Since the number of peaks in a spectrum is assumed to be small, the size of the overflow memory is also relatively small. Furthermore, the speed of the overflow memory need not be as great as that of main memory 59 provided the store commands to the overflow memory are buffered. Since the address register is incremented at the end of each clock cycle, the same address will not be presented to the overflow memory for at least N cycles. Hence, overflow memory 55 need only complete an update within N clock cycles of receiving the update command. The maximum number of updates per mass scan is relatively small, since the number of large peaks in the mass spectrum is assumed to be small. Hence, the update to memory 55 can be constructed with a buffer and a relatively slow register stack or CAM. However, if overflow memory 55 is to complete each storage operation in one clock cycle, overflow memory 55 can be constructed from a high-speed CAM in which all of the registers are searched in parallel for the desired address.
In the preferred embodiment of the present invention, adder 56 generates a sum that is divided into two sub-words.

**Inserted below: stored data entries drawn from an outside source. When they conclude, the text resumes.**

PR #1754, opened 2026-05-14
refactor(errors): migrate all untyped/legacy raises to typed AppError leaves (BLDX-1261)

cmgrote:
## Summary

- Replaces ~115 bare `ValueError`/`RuntimeError`/`Exception`/legacy `AtlanError` raises across `application_sdk/` with typed `AppError` dataclass subclasses
- Each raise site now carries a stable machine-readable `code: ClassVar[str]` and structured evidence fields instead of f-string messages — satisfying the Automation-Engine wire contract
- Phase 1 of BLDX-1261 typed-error rollout (all P12 + P13 surface-audit findings from `/signal-over-noise`)

**14 new sibling error modules** (`_*_errors.py`) introduced across every subsystem:

| Module | Leaves |
|---|---|
| `_main_errors.py` | `MissingAppModuleError`, `MultiAppModuleError`, `DaprNotDetectedError`, `UnknownModeError` |
| `app/_base_errors.py` | `ObjectStoreNotConfiguredError`, `StateStoreNotConfiguredError`, `SecretStoreNotConfiguredError`, `AbstractRunNotImplementedError` |
| `handler/_service_errors.py` | `TempPathEscapeError`, `InvalidConfigIdError`, `InvalidConfigTypeError` |
| `contracts/_types_errors.py` | `RunPrefixRequiredError` |
| `observability/_pushgateway_errors.py` | `PushGatewayUrlRequiredError`, `PushGatewayJobRequiredError` |
| `observability/_logger_adaptor_errors.py` | `UnsupportedLogRecordError` |
| `common/_aws_utils_errors.py` | `AwsAssumeRoleError` |
| `common/_sql_filters_errors.py` | `InvalidSqlFilterError` |
| `execution/_temporal/_lock_errors.py` | `LockAcquisitionError`, `MissingScheduleToCloseTimeoutError` |
| `storage/_rolling_errors.py` | `InvalidRolloverPolicyError`, `InvalidRollingFileWriterError`, `RollingWriterClosedError` |
| `storage/formats/_format_errors.py` | `WriterClosedError`, `ReaderClosedError`, `UnsupportedDataframeTypeError`, `UnsupportedDataTypeError`, `MissingStatisticsError`, `FormatPathRequiredError`, `UnsupportedFileExtensionError`, `ObjectStoreReadError`, `ObjectStoreDownloadError`, `AbstractFormatReaderError`, + 4 more |
[...]

PR #3054, opened 2026-08-07
fix(sql): keep unclassified SQL client read/query failures retryable at the Temporal boundary [CONAT-747]

AtMrun:
## Root cause — problem class is SDK-wide (CONAT-747, finding 2 of the RCA)

Every unclassified SQL error in the SDK is delivered to Temporal as **hard non-retryable**, defeating the activity's own declared retry policy — fleet-wide, for every connector app.

Chain (verified at v3.26.1 and unchanged on main): the blanket `except Exception` wraps in `clients/sql.py` (`get_batched_results`, `get_results`, `run_query`) raise `SqlPandasResultError`, which inherits `InternalError.default_retryable = False`; `execution/_temporal/activities.py:330` then emits `ApplicationError(non_retryable=True)`. Observed at the I/O boundary on the incident run: `postgres:fetch_tables` declares `maximumAttempts: 3` / `nonRetryableErrorTypes: ["WorkerEvicted"]`, yet failed attempt 1 with `RETRY_STATE_NON_RETRYABLE_FAILURE` on a **provably transient** error (a Postgres dropped-relation race; 3/15 failing nights recovered on a later retry against the same source).

Full RCA: Linear Document on CONAT-747 ("CONAT-747 — RCA: postgres dropped-relation race").

## Why it broke now
Introduced by **#1754** ("feat(errors): strongly type all errors according to error hierarchy", 2026-05-18): before it, these sites re-raised via `rewrap(...)` as plain non-`AppError` exceptions, which took the bare `raise` branch — Temporal applied the declared policy normally. #1754's typing work flipped them to hard non-retryable as an unintended side effect. Consistent with the incident's observed onset window.

## The fix — scope: 3 wrap sites in clients/sql.py (fix-forward; reverting a 3-month-old repo-wide taxonomy migration is not viable)
The three wrap sites now pass `retryable=True` — restoring exactly the pre-#1754 retry semantics for *unclassified* errors while keeping the typed-error model. Deliberately unchanged: `SqlPandasResultError.default_retryable` (class default stays `False`), and the invariant-violation raise in `get_results` (genuinely our bug; retrying can't help) — both pinned by guard tests. `except AppError: raise` precedes every site, so correctly-classified errors keep their own retryability.

This does **not** yet hold for apps whose failures surface through the monolithic extractor's top-level handler — `SqlMetadataExtractionError` re-flattens retryability there. Tracked as a separate diff.

## Blast radius
- In-diff: the 3 wrap sites (the incident path — verified from the worker logs that `SqlPandasResultError` reached the activity boundary intact).
- Named follow-ups (same shape, deliberately separate diffs): `templates/sql_metadata_extractor.py:515` (workflow-boundary retryability — re-flattens for apps routing through the monolithic extractor, but runs only after the activity's attempts are spent, so it is a distinct failure mode from the activity-boundary bug fixed here; **off the incident path**, verified), `sql_query_extractor.py:160`, `incremental_sql_metadata_extractor.py:795`, `storage/formats/__init__.py:445/649/774`, `credentials/*` (5 sites), `clients/azure/client.py:204/324`, `common/aws_utils.py:140`, 2 incremental sites.
- Sibling repos: none — apps inherit via SDK bump.

## Scope note
This is the fleet-wide correctness fix, **not** the resolution of the customer's nightly failure on its own (immediate retry is ~20% effective for that cohort) — the durable fix is atlanhq/atlan-postgres-app#514 (finding 1, same ticket).

## Test evidence
- 8 new tests (pure appends; existing tests untouched — verified by independent numstat audit): wrap-site retryability (server- and client-side cursor paths), wire-boundary assertions through `create_activity_from_task`, plus guards pinning the class default and the invariant raise as still non-retryable.
- Red/green: exactly the 4 wrap-site tests fail with the fix reverted (4 failed, 107 passed); 111 passed on the branch. Guard honesty verified by mutation (flipping the class default breaks 3 guards).
- Full unit suite: 6256 passed, 9 skipped, 0 failed. Ruff + conformance E-series clean.
- Customer replay: the incident exception (`psycopg.errors.InternalError_('could not open relation with OID 328245688')`) driven through `run_query` → `create_activity_from_task` asserts `non_retryable is False` on the branch (and reproduces `True` on base).

## Reviewer notes (non-blocking)
- The two wire tests hand-construct the error (translator half only); the tester's end-to-end replay (`replay_conat747_test.py.txt` in the run's fix dir) is worth committing as a chained test.

### DIFF
--- a/application_sdk/clients/sql.py
+++ b/application_sdk/clients/sql.py
@@ -553,8 +553,10 @@ class BaseSQLClient(ClientInterface):
             raise
         # conformance: ignore[E004] exception re-raised immediately as typed SqlPandasResultError; cause chain preserved via `from e`
         except Exception as e:
+            # retryable=True: unclassified driver exception — do not override the
+            # activity's declared retry policy. See SqlPandasResultError docstring.
             raise SqlPandasResultError(
-                message="Error reading batched data from SQL", cause=e
+                message="Error reading batched data from SQL", cause=e, retryable=True
             ) from e
 
     async def get_results(self, query: str) -> "pd.DataFrame":
@@ -580,7 +582,9 @@ class BaseSQLClient(ClientInterface):
             raise
         # conformance: ignore[E004] exception re-raised immediately as typed SqlPandasResultError; cause chain preserved via `from e`
         except Exception as e:
-            raise SqlPandasResultError(cause=e) from e
+            # retryable=True: unclassified driver exception — do not override the
+            # activity's declared retry policy. See SqlPandasResultError docstring.
+            raise SqlPandasResultError(cause=e, retryable=True) from e
 
 
 class AsyncBaseSQLClient(BaseSQLClient):
@@ -725,8 +729,13 @@ class AsyncBaseSQLClient(BaseSQLClient):
                 raise
             # conformance: ignore[E004] exception re-raised immediately as typed SqlPandasResultError; cause chain preserved via `from e`
             except Exception as e:
+                # retryable=True: unclassified driver exception — do not override
+                # the activity's declared retry policy. A transient source-side
+                # condition (concurrent DDL, lock contention, dropped connection)
+                # is indistinguishable from a permanent one here.
+                # See SqlPandasResultError docstring.
                 raise SqlPandasResultError(
-                    message="Error executing SQL query", cause=e
+                    message="Error executing SQL query", cause=e, retryable=True
                 ) from e
             # Async connection automatically closed by context manager
 
--- a/application_sdk/clients/sql_errors.py
+++ b/application_sdk/clients/sql_errors.py
@@ -86,7 +86,26 @@ class InvalidSqlEngineTypeError(InternalError):
 
 @dataclass(kw_only=True)
 class SqlPandasResultError(InternalError):
-    """A SQL read operation failed to produce a valid pandas DataFrame result."""
+    """A SQL read operation failed to produce a valid pandas DataFrame result.
+
+    Raised in two distinct situations, which differ in retryability:
+
+    - **Invariant violation** (the read path returned a non-DataFrame). A bug in
+      our code; retrying cannot help. Keeps the ``INTERNAL`` default
+      ``retryable=False``.
+    - **Catch-and-rewrap of an unclassified driver exception** at the query
+      boundary. Here the SDK has *not* established what failed — a transient
+      source-side condition (concurrent DDL, lock contention, a dropped
+      connection) is wrapped identically to a permanent one. Those sites pass
+      ``retryable=True`` explicitly, which does not assert "this will succeed on
+      retry"; it declines to override the activity's own declared Temporal retry
+      policy for an error we never classified. Asserting ``retryable=False``
+      there marks the failure ``non_retryable`` on the wire and makes the
+      activity's declared ``maximum_attempts`` dead code (CONAT-747).
+
+    Errors that *are* classified never reach either site — the enclosing
+    ``except AppError: raise`` clauses re-raise them with their own retryability.
+    """
 
     code: ClassVar[str] = "INTERNAL_SQL_PANDAS"
     message: str = "Error reading data from SQL into a pandas DataFrame"
--- a/tests/unit/clients/test_async_sql_client.py
+++ b/tests/unit/clients/test_async_sql_client.py
@@ -313,3 +313,67 @@ async def test_run_query_escapes_colons_server_side(
 
     mock_text.assert_called_once_with("RLIKE '^(?\\:cdl)'")
     mock_connection_with_options.stream.assert_called_once_with("RLIKE '^(?\\:cdl)'")
+
+
+# ---------- retryability of the unclassified-exception wrap (CONAT-747) ----------
+
+
+@pytest.mark.asyncio
+@patch("sqlalchemy.text", side_effect=lambda q: q)  # type: ignore
+async def test_run_query_wrap_is_retryable_server_side(
+    mock_text: MagicMock,
+    async_sql_client: AsyncBaseSQLClient,
+    mock_async_engine_with_connection,
+):
+    """An unclassified driver exception must NOT be marked non-retryable.
+
+    The activity that calls run_query declares its own Temporal retry policy
+    (e.g. maximum_attempts=3). Wrapping every escaping exception as a
+    non-retryable InternalError made that policy dead code, so a transient
+    source-side failure became a hard failure on the first attempt.
+    """
+    mock_engine, _mock_connection, mock_connection_with_options = (
+        mock_async_engine_with_connection
+    )
+    async_sql_client.engine = mock_engine
+
+    mock_result = MagicMock()
+    mock_result.keys.side_effect = lambda: ["col1"]
+    # Mimics psycopg.errors.InternalError_: a transient concurrent-DDL race.
+    mock_result.fetchmany = AsyncMock(
+        side_effect=[Exception("could not open relation with OID 328245688")]
+    )
+    mock_connection_with_options.stream = AsyncMock(return_value=mock_result)
+    async_sql_client.use_server_side_cursor = True
+
+    with pytest.raises(SqlPandasResultError) as exc_info:
+        async for _ in async_sql_client.run_query("SELECT * FROM t"):
+            pass
+
+    assert exc_info.value.effective_retryable is True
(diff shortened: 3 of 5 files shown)


cmgrote (dismissed):
The fix itself looks right, and the test evidence is unusually thorough — the red/green split, the guard pinning the class default, and the wire-boundary assertions through `create_activity_from_task` are exactly what I'd want to see on a retryability change. My request is entirely about the framing: the title and the opening paragraph claim a scope the diff doesn't deliver, and the PR's own Blast radius section is what proves it.

### The gap

**Title:** "unclassified SQL errors must stay retryable at the Temporal boundary"
**Body, first line:** "**Every** unclassified SQL error in the SDK is delivered to Temporal as hard non-retryable — fleet-wide, for every connector app."

**What the diff changes:** three `raise SqlPandasResultError(...)` sites in `application_sdk/clients/sql.py` gain `retryable=True` —

| Site | Method |
|---|---|
| `sql.py:556` | `BaseSQLClient.get_batched_results` |
| `sql.py:583` | `BaseSQLClient.get_results` |
| `sql.py:728` | `AsyncBaseSQLClient.run_query` |

That is 3 of the 4 raise sites of **one** error class. `sql.py:576` (the invariant violation) stays non-retryable by design, `SqlPandasResultError.default_retryable` stays `False`, and the other three error classes in `sql_errors.py` — `SqlClientConfigError`, `EngineNotInitializedError`, `InvalidSqlEngineTypeError` — are untouched.

Meanwhile the Blast radius section lists ~14 wrap sites of identical shape that this PR does *not* fix. I confirmed the template ones on `main`: `sql_metadata_extractor.py:515`, `sql_query_extractor.py:160`, and `incremental_sql_metadata_extractor.py:795` wrap into `SqlMetadataExtractionError` / `SqlQueryExtractionError` / `IncrementalStateWriteError` respectively, all `InternalError` subclasses inheriting `default_retryable = False`. They still flatten retryability exactly as the root-cause section describes.

The reviewer note at the bottom — "Land the `sql_metadata_extractor.py:515` follow-up before claiming the fix holds fleet-wide" — says the same thing. That caveat and the title contradict each other, and right now the title is what lands in the changelog and in every reader's memory of this change.

### Requested changes

**1. Retitle** to bound it to the SQL client:

```
fix(sql): keep unclassified SQL client read/query failures retryable at the Temporal boundary [CONAT-747]
```

`fix(sql)` rather than `fix(errors)` — the change is in the SQL client, not the error framework, and nothing about the taxonomy in `application_sdk/errors/` changes here. The word doing the load-bearing work is **client**: it signals the fix stops at `clients/sql.py` and does not reach the extractor templates.

**2. Make the scope asymmetry visible in the section headers.** Today "Root cause" states an SDK-wide problem and "The fix" states a 3-site remedy, with nothing between them marking the difference. Suggest:

- `## Root cause — problem class is SDK-wide (CONAT-747, finding 2 of the RCA)`
- `## The fix — scope: 3 wrap sites in clients/sql.py`

**3. Promote the extractor caveat out of the footer.** The `sql_metadata_extractor.py:515` point is the single most important scope fact for a reviewer, and it currently sits last under "non-blocking". Move it into the fix section as an explicit statement, e.g.:

> This does **not** yet hold for apps whose failures surface through the monolithic extractor's top-level handler — `SqlMetadataExtractionError` re-flattens retryability there. Tracked as a separate diff.

The Scope note distinguishing this from the durable per-connector fix is already honest and reads well — no change needed there.

None of this asks for more code. Narrow the claim to match the diff and I'm happy to approve.

cmgrote:
Separate from the retitle request — this one argues you can *relax* a caveat rather than fix anything, so I didn't fold it into the review.

I think the "highest priority" label on the `sql_metadata_extractor.py:515` follow-up overstates it, and your own parenthetical on the same line ("**off the incident path**, verified") already half-says so. Reading the template statically on `main`:

- `run()` at `sql_metadata_extractor.py:430` carries **no** `@task` decorator — it's the workflow orchestration.
- Every `fetch_*` — lines 272, 307, 339, 371, 397, 422 — **is** `@task(timeout_seconds=1800)`, so each is its own activity.
- `fetch_tables` (`:340`) wraps its `client.run_query(...)` in `try:` / `finally: await client.close()` with **no** `except`. `SqlPandasResultError` escapes the activity intact and reaches `create_activity_from_task`.

So this PR's fix lands on the incident path exactly as claimed, and the `:515` handler cannot be what defeated `maximumAttempts: 3` on `postgres:fetch_tables` — by the time `run()`'s `except Exception` sees an `ActivityError`, the activity's retries are already spent. `:515` flattens retryability at the **workflow** boundary, which matters if something upstream retries the workflow, but it's a different failure mode from CONAT-747 rather than a continuation of it.

Concretely, I'd suggest:

- Drop "highest priority" and the "before claiming the fix holds fleet-wide" gate from the reviewer notes — as written they imply this PR is incomplete against its own incident, which I don't think is true.
- Keep `:515` on the follow-up list, but describe it as what it is: workflow-boundary retryability, distinct from the activity-boundary bug fixed here.

That also removes the internal tension where "highest priority" and "off the incident path" sit in the same sentence.

Caveat on my confidence: this is a static read of the decorators and handler structure, not a runtime trace — I didn't execute a workflow to confirm the dispatch semantics of `@task` when `run()` calls `self.fetch_tables()` through `asyncio.gather`. If that call path can execute inline rather than dispatching as a separate activity in some deployment mode, the conclusion changes and I'd want to know.

cmgrote:
Following up on my own caveat above — I traced the `@task` dispatch path and can now drop it. The conclusion holds, and the dispatch chain corroborates it more strongly than I expected.

The decorator itself doesn't wrap anything: `app/task.py:406-422` attaches `_task_metadata` and returns `fn` unchanged. The activity dispatch is installed later, per run:

1. `app/base.py:2277` — `decorated_run = workflow.run(_run)` makes `_run` the workflow entry point.
2. `app/base.py:2131` — inside `_run`, `_wrap_instance_tasks(app_instance, context_data)`.
3. `app/base.py:2348` — that walks the instance and does `setattr(app_instance, attr_name, wrapper)` for every `@task` method, shadowing the plain method on the instance.
4. `app/base.py:2447` — the wrapper calls `execute_activity_with_eviction_retry(f"{app_name}:{task_name}", args=[task_context, input_data], retry_policy=temporal_retry_policy, ...)`, with the policy built from `retry_max_attempts` (default `3`).

So inside `run()`, `self.fetch_tables(...)` under `asyncio.gather` resolves to the instance wrapper and dispatches a genuine Temporal activity — four in parallel, each with its own retry policy. Not an inline call.

Two details make this more than an inference. The activity name is built as `f"{app_name}:{task_name}"`, which yields exactly the `postgres:fetch_tables` in the incident report; and the default `retry_max_attempts=3` matches the observed `maximumAttempts: 3`. The failing unit in the RCA is precisely one of these wrapper-dispatched activities.

That settles both halves:

- `SqlPandasResultError` escaping `fetch_tables` (which has `try:` / `finally:` and no `except`) hits the activity boundary directly, so **this PR's fix is what governs that retry decision** — the change is correct and correctly targeted.
- `run()`'s `except Exception` at `:515` runs in the workflow, only after the activity's 3 attempts are spent. It cannot be what produced `RETRY_STATE_NON_RETRYABLE_FAILURE` on attempt 1.

So my suggestion stands unhedged: `:515` is worth fixing as a workflow-boundary concern, but it isn't a prerequisite for this PR's incident claim and I'd drop "highest priority" and the "before claiming the fix holds fleet-wide" gate from the reviewer notes.

The retitle request in my review is unaffected by any of this — that one is still about the title covering 3 wrap sites of one error class while claiming "every unclassified SQL error in the SDK".

cmgrote:
@sdk-resolve

cmgrote:
Heads up — I edited the description directly rather than leaving it to you, since you'd already applied everything else.

The one change: in **Blast radius**, `templates/sql_metadata_extractor.py:515` was still labelled "highest priority". I reworded it to describe it as workflow-boundary retryability and to note it runs only after the activity's attempts are spent, making it a distinct failure mode from the activity-boundary bug this PR fixes. That's the same point as my comment above, applied to the one spot that still carried the old framing — the reviewer-notes gate was already gone.

Nothing else in the body was touched, and no code. Revert it if you disagree with the characterisation.

I've dismissed my changes-requested review rather than approving: it only ever covered framing, not a full code review of the diff, so it shouldn't count as a code approval. Still needs a real reviewer.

The lowest significant bits of the sum are provided on a first output bus 52. The most significant bits of the sum are provided on a second output bus 57. The number of bits provided on output bus 52 is preferably equal to the number of bits per word in main memory 59.
In the preferred embodiment of the present invention, the number of bits per word in memory 59 is chosen to match the maximum number of bits per sample generated by ADC 15. In this case, the number of bits on overflow bus 57 will never exceed 1, and a conventional adder can be used implement adder 56 with bus 57 connected to the overflow output of the adder. In addition, the addition logic in overflow memory 55 can be replaced by a simple increment circuit that increments the data field of the selected register by 1.
In the above-described embodiments of the present invention, the data for the peaks was stored jointly in main memory 59 and overflow memory 55. However, other arrangements may be utilized without departing from the teachings of the present invention. For example, when an overflow occurs, the corresponding location in memory 59 can be set to the highest value that can be stored in a memory location and the output of the ADC would then be routed to the overflow memory where it would be used to increment a register in the overflow memory. In this case, the peaks would be stored entirely in the overflow memory. At readout, the controller replaces the data stored in the main memory with the value stored at that address in the overflow memory if the address in question appears in the overflow memory.
The present invention has been explained in terms of a TOFMS. However, the teachings of the present invention can be utilized in any form of spectrum accumulation device in which data characterized by an address register is to be added into a memory such that the contents of the memory are incremented by the data at the address in question.
The above-described embodiments of the present invention utilize a detector that is separate from the ADC. However, the ADC can be incorporated within the detector to provide a detector with a digital output.
Various modifications to the present invention will become apparent to those skilled in the art from the foregoing description and accompanying drawings. Accordingly, the present invention is to be limited solely by the scope of the following claims.